I was recently involved in a spat with an atheist who said that the Bible was unbelievable because it had snakes and donkeys who talked. Simon Taylor suggests hat the very oddness of these stories is because it speaks about a God who is totally incomprehensible.

This book started life as a series of pub discussions in my city.

He talks of the dangers of plucking verses at random and out of context (though the Sikhs do this when they take hukam but the Guru Granth Sahib is poetry) and of reading the Bible from cover to cover like any other book; after all that’s not how we read telephone directories. He speaks of the variety of translations and about the need to ray in order to be lifted up into the conversation of the ages.

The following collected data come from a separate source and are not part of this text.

PR #3327, opened 2022-08-23
[ENH] global/local setting for `DirectReductionForecaster`

fkiraly:
This introduces a parameter `pooling` to `DirectReductionForecaster`, which can be set to `"global"` for global pooling, `"local"` for per-instance pooling, and `"panel"` for panel-wise pooling. Pooling refers to the `X` and `y` passed to the supervised sklearn regressors, which could be constructed from single instances, or the entire panel/hierarchy, in case there are more than one instances.

Giving the user a choice is the way to go here imo, as all settings can make sense.

The logic of `DirectReductionForecaster` also had to be extended to also accommodate for potential multi-indexed `pandas.DataFrame` appearing in the `fit`/`predict` parts. Unfortunately this is a bit fiddly, since it seems `pandas` interfaces are quite discrepant between the 1-level case and the 2- and multi-level case.

Testing was done locally using the full panel/hierarchical suite introduced in https://github.com/alan-turing-institute/sktime/pull/3321, but that is *not* included in this PR, to minimize size of PR and interdependencies. #3321 should be merged first, therefore.

---

Update: #3321 is merged now, so test passing pass with full hierarchical test suite in #3321.

### DIFF
--- a/sktime/forecasting/compose/_reduce.py
+++ b/sktime/forecasting/compose/_reduce.py
@@ -1259,6 +1259,25 @@ def _coerce_col_str(X):
     return X
 
 
+def slice_at_ix(df, ix):
+    """Slice pd.DataFrame at one index value, valid for simple Index and MultiIndex.
+
+    Parameters
+    ----------
+    df : pd.DataFrame
+    ix : pandas compatible index value
+
+    Returns
+    -------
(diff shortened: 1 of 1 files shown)


fkiraly:
FYI @danbartl, @KishManani, you might be interested in this. Still prototypical, so leaving the warning in.

PR #3331, opened 2022-08-24
[DOC] Some tips on getting virtual environments to work

miraep8:
I recently ran into some import issues with sktime using jupyter notebooks that essentially stemmed from not having my virtual environment properly linked as a kernel!

Moving forward I plan to just use jupyter notebooks in VScode (and recommend others do too), but figured I would add some tips to the docs (as well as some general resources for using virtual environments) to perhaps save some time for future contributors. :)

### DIFF
--- a/docs/source/installation.rst
+++ b/docs/source/installation.rst
@@ -217,8 +217,8 @@ adding your virtual environment as a new kernel for your notebook.
 Other Startup Resources
 -----------------------
 
-Setting up a virtual environment
-~~~~~~~~~~~~~~~~~~~~~~~~~~~~~~~~
+Virtual environments
+~~~~~~~~~~~~~~~~~~~~
 
 Two good options for virtual environment managers are:
  - `conda <https://uoa-eresearch.github.io/eresearch-cookbook/recipe/2014/11/20/conda/>` (many of the sktime community uses this
--- a/docs/source/installation.rst
+++ b/docs/source/installation.rst
@@ -169,10 +169,29 @@ This section outlines the ``sktime`` build requirements. These are required for:
 * installing ``sktime`` from source, e.g., development versions
 * the advanced developer set-up
 
+Setting up a virtual environment
+""""""""""""""""""""""""""""""""
+
+We recommend that you do all developement for sktime within a virtual environment. Using a virtual environment helps keep all the dependencies for the package seperated
+from other python installations on your device, which makes it easier to track new dependencies and avoid clashes from conflicting package versions! Two good options for
+setting your own virtual environment are `conda <https://uoa-eresearch.github.io/eresearch-cookbook/recipe/2014/11/20/conda/>` (many of the sktime community uses this
+virtual environment, so this is recommended) and `venv <https://realpython.com/python-virtual-environments-a-primer/>` (also quite good!).
+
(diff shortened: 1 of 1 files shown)


docs/source/installation.rst
```diff
@@ -207,6 +207,22 @@ Some users have experienced issues when installing NumPy, particularly version 1
     Another option under Windows is to follow the instructions for `Unix-like OS`_, using the Windows Subsystem for Linux (WSL).
     For installing WSL, follow the instructions `here <https://docs.microsoft.com/en-us/windows/wsl/install-win10#step-2---check-requirements-for-running-wsl-2>`_.
 
+Some quick tips on virtual environments
+---------------------------------
```
fkiraly, line 211: header should be at the same level as "Setting up a development environment", and underline should be same length as header text

docs/source/installation.rst
```diff
@@ -207,6 +207,22 @@ Some users have experienced issues when installing NumPy, particularly version 1
     Another option under Windows is to follow the instructions for `Unix-like OS`_, using the Windows Subsystem for Linux (WSL).
     For installing WSL, follow the instructions `here <https://docs.microsoft.com/en-us/windows/wsl/install-win10#step-2---check-requirements-for-running-wsl-2>`_.
 
+Some quick tips on virtual environments
```
fkiraly, line 210: not a good header, very vague. Headers should be concrete and short. Can you find sth clearer?

docs/source/installation.rst
```diff
@@ -207,6 +207,22 @@ Some users have experienced issues when installing NumPy, particularly version 1
...
+---------------------------------
+
+As mentioned above -  we recommend that you do all developement for sktime within a virtual environment.  Two good options for doing so are
```
fkiraly, line 213: avoid duplications, text should be crisp. Header should indicate what this section is about.

fkiraly (changes requested):
Thanks for the addition, I think this is useful advice!

Change requests relate to making this nice and short:

* avoid duplications in the text to the subsection above. Focus on new content and "defining content" for the section. I suppose that is specifics about vs code and jupyter notebooks?
* ensure it is clear to the reader what the section is about. Think about the user journey, eyes go from section header to subsection header and then to content. A reader should understand what the subsection will be about before reaching it!

docs/source/installation.rst
miraep8: Replaced with `Setting up a virtual environment`

docs/source/installation.rst
miraep8: Makes sense, I moved this section before the `Setting up a development environment` and removed references to that.

fkiraly: I think there's better ways to address the comments - the new section is very verbose. Good instruction manuals outline clear short steps.

Think of it as writing code. You are executing code "on the reader", i.e., telling them what to do. It is not very clear what to do from the new section. There is an "if using vscode, elif using sth else", e.g., which is not too clear.

The second section also seems to be a condition for the first section, because you need to have your python environment before using it in notebooks! So it seems, at least in parts, the wrong way round...

fkiraly (approved):
Structure and placement are good now, text is brief and crisp, great!

Issue #3316, opened 2022-08-22
[BUG] Errors when using the recursive strategy in make_reduction when forecasting panel data


wregter:
**Describe the bug**
 I experience errors when using panel data and the recursive strategy in make_reduction. I would like to use scikit-learn regressors to perform global forecasting on panel data but the predict method is giving me errors that I do not know how to solve.

Side note: in the reproducible code I set the multiindex to integer values because otherwise this also produces an error.

**To Reproduce**

```python
<
import pandas as pd
import numpy as np
from sktime.utils._testing.hierarchical import _bottom_hier_datagen
from sktime.forecasting.compose import make_reduction
from sktime.forecasting.model_selection import temporal_train_test_split
from sktime.forecasting.base import ForecastingHorizon
from sklearn.linear_model import LinearRegression
from sktime.datatypes import check_raise

y = _bottom_hier_datagen(no_levels=1)
check_raise(y, mtype="pd-multiindex", scitype="Panel")

date_length = y.index.get_level_values(1).shape[0]
level_length = y.index.get_level_values(0).shape[0]
y = y.set_index(y.index.set_levels(np.arange(date_length), level=1))
y = y.set_index(y.index.set_levels(np.arange(level_length), level=0))

y_train, y_test = temporal_train_test_split(y, test_size=5)

forecaster = make_reduction(LinearRegression(), strategy='recursive')
horizon = pd.unique(y_test.index.get_level_values(1))
fh = ForecastingHorizon(horizon, is_relative=False)
forecaster.fit(y_train, fh=fh)
y_pred = forecaster.predict()
>
```

Error message preview:

TypeError                                 Traceback (most recent call last)
c:\Users\WREGTE16\Documents\GitHub\nl_sales_forecast\testing\a.ipynb Cell 1 in <cell line: 24>()
     [22](vscode-notebook-cell:/c%3A/Users/WREGTE16/Documents/GitHub/nl_sales_forecast/testing/a.ipynb#W0sZmlsZQ%3D%3D?line=21) fh = ForecastingHorizon(horizon, is_relative=False)
     [23](vscode-notebook-cell:/c%3A/Users/WREGTE16/Documents/GitHub/nl_sales_forecast/testing/a.ipynb#W0sZmlsZQ%3D%3D?line=22) forecaster.fit(y_train, fh=fh)
[...]

PR #3333, opened 2022-08-24
[ENH] global/local recursive reduction prototype

fkiraly:
Global/local recursive reduction prototype along the lines of https://github.com/alan-turing-institute/sktime/pull/3327.

Dependent on https://github.com/alan-turing-institute/sktime/pull/3327 as it uses a joint reduction mixin, refactored from https://github.com/alan-turing-institute/sktime/pull/3327.

Addresses https://github.com/alan-turing-institute/sktime/issues/3224 and #3316


vattyamp:
I think the new 'RecursiveReductionForecaster' needs to be referenced in` __all__` in init.py and _reduction.py for importing purposes for importing purposes

fkiraly:
> I think the new 'RecursiveReductionForecaster' needs to be referenced in __all__ in init.py and _reduction.py for importing purposes for importing purposes

Yes, that's right, and eventially it will also have to be referenced in the API reference. 

But currently it's experimental, and we do not have the final form yet, so I don't want to make it "too public", until the interfaces are consolidated.
This way, no one will import it by accident...

PR #3336, opened 2022-08-24
[ENH] design for generic save/load aka serialization/deserialization of estimators

fkiraly:
This adds a prototype design for serializing and deserializing estimators.
This follows the current (Aug 19) draft STEP 27 https://github.com/sktime/enhancement-proposals/pull/27.

This is done via `save` and two `load` methods which can be overridden by class, and a generic `load` (class agnostic), in the `BaseObject` module.

Also changes the pickle/unpickle test to a generic serialize/deserialize test which allows custom, class specific implementations of serialize and deserialize.

FYI @AurumnPegasus - design alternative to https://github.com/alan-turing-institute/sktime/pull/3128 which avoids the workflow where we have to construct an object first when we load.

### DIFF
--- a/sktime/base/__init__.py
+++ b/sktime/base/__init__.py
@@ -9,7 +9,9 @@ __all__ = [
     "BaseObject",
     "BaseEstimator",
     "_HeterogenousMetaEstimator",
+    "load",
 ]
 
 from sktime.base._base import BaseObject, BaseEstimator
 from sktime.base._meta import _HeterogenousMetaEstimator
+from sktime.base._serialize import load
--- a/sktime/base/__init__.py
+++ b/sktime/base/__init__.py
@@ -12,6 +12,6 @@ __all__ = [
     "load",
 ]
 
-from sktime.base._base import BaseObject, BaseEstimator
+from sktime.base._base import BaseEstimator, BaseObject
 from sktime.base._meta import _HeterogenousMetaEstimator
 from sktime.base._serialize import load
--- a/sktime/base/_base.py
+++ b/sktime/base/_base.py
@@ -616,7 +616,7 @@ class BaseObject(_BaseEstimator):
         Returns
         -------
         if `path` is None - in-memory serialized self
-        if `path` is file location - BaseObjectFile with reference to location
+        if `path` is file location - ZipFile with reference to location
         """
         import pickle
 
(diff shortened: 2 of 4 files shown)


AurumnPegasus:
I see,
I do not know if serialisation/deserialisation works for keras models (will check it out once). 
I was thinking something along the lines of (better explained in the step document I was working on, will push that soon):
1. Creating a `save` function which does 2 things:
    a. Creates pickle of class dictionary (EXCLUDING `optimizer`)
    b. Saves the network using `keras.save`
In this case, we will be able to solve both the problems my design was having, firstly being able to save estimator parameters, and secondly, there would be no pickle error since we are excluding the optimizer from the state dict.
2. A generic load function would then first load from the `pickle` file, then load in the network using `keras.load`

fkiraly:
with this design, you don't have to implement separate functions or logic, just overload the three new `BaseObject` methods for neural networks.

AurumnPegasus:
Hey @fkiraly ,
Can you please explain a doubt I had wrt this implementation?

```python
if isinstance(serial, tuple):
        cls = serial[0]
        stored = serial[1]
        return cls.load_from_serial(stored)
    elif isinstance(serial, (str, ZipFile)):

        if isinstance(serial, str):
            zipfile = ZipFile(serial)

        with zipfile.open("metadata", mode="r") as metadata:
            cls = metadata.read()
        with zipfile.open("object", mode="r") as object:
            return cls.load_from_path(object.read())
```
Here, I am assuming `cls` would refer to the particular estimator. 
What is this line doing? `cls.load_from_path(object.read())` (is the `object.read` a pickle file?)

fkiraly:
>What is this line doing? `cls.load_from_path(object.read())` (is the `object.read` a pickle file?)

The idea is that `object.read()` can be anything, but the contract is that `cls.load_from_path` must convert it into an instance of `cls`.

In the default implementation, `object.read` is a pickle file, but you could override `load_from_path` (a class method) if the object us unpickleable.

achieveordie:
Could you confirm if this works for DL Classifiers, like `CNNClassifier()`? I altered `CNNClassifier` directly to serialize contents(`save(), load_from_serial(), __getstate__()` etc) and I got error for the line `meta_file.write(type(self))`:
```python
TypeError: object of type 'ABCMeta' has no len()
```

fkiraly:
> Could you confirm if this works for DL Classifiers

@achieveordie, in the tests, this is currently skipped for all DL classifiers, since they are not compatible with `pickle` (skip is in the `_config` file).

Re your proposed change, is there a draft PR? I could look at it.

Your error message might be related to `BaseClassifier` inheriting from `ABC`. Perhaps it works if you remove the inheritane from `ABC`?

fkiraly:
> Could you confirm if this works for DL Classifiers

@achieveordie, I suppose I have misunderstood your question.

Did you want to know whether the default in this PR works for DL classifiers?

The answer is "no", and I know that it doesn't work.

However, having the abstract methods in place, it should be possible to override this in the deep learning base class, with something that works - as you have probably tried to (this was the idea, I just don't know what precisely would work).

Texts are meant to shock us, to provoke reflection and to change us.

The verse that fundamentalists take to mean that scripture is inerrant says, in fact, the opposite, that it is ‘God breathed’ – the same as humans – and humans are fallible.

Readers unfamiliar with the Christian tradition will find it hard to relate to the idea of humans as ‘the crown of creation’. The phrase appears in one of our Eucharistic prayers and is implicit in the creation stories – but then again postmodern people find the idea of an overarching narrative difficult and I think the Bible can be read without it, without resorting to a pick and mix approach.

The synoptic problem is explained well and illustrated by a section of gospel parallels.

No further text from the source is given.